## WHAT YOU NEED TO DO:
In the entries that follow, the first line to write out is the one containing "PR #25094, opened 2025-08-12", and the last is the one containing "There is already". Reproduce that stretch exactly, with nothing before or after it.

┄┄┄┄┄┄┄┄┄┄

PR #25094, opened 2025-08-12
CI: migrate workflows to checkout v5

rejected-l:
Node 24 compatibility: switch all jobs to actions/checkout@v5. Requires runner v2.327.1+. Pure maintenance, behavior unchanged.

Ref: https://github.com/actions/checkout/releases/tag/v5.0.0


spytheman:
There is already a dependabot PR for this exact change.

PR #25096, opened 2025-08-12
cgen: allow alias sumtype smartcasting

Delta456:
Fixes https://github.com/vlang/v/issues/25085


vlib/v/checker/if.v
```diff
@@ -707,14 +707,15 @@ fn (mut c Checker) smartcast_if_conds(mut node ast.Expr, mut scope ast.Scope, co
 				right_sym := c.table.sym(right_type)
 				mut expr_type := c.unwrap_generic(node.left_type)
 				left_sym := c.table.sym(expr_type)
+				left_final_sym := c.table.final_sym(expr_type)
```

┄┄┄┄┄┄┄┄┄┄

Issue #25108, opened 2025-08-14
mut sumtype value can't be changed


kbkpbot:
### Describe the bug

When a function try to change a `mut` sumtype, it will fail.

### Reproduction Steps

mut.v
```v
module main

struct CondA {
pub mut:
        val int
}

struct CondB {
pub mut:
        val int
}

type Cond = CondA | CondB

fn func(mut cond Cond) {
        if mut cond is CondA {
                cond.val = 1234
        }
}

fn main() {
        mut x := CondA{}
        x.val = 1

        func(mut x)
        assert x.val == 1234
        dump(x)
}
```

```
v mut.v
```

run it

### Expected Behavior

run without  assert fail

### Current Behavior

┄┄┄┄┄┄┄┄┄┄

## FINAL ANSWER:
PR #25094, opened 2025-08-12
CI: migrate workflows to checkout v5

rejected-l:
Node 24 compatibility: switch all jobs to actions/checkout@v5. Requires runner v2.327.1+. Pure maintenance, behavior unchanged.

Ref: https://github.com/actions/checkout/releases/tag/v5.0.0


spytheman:
There is already a dependabot PR for this exact change.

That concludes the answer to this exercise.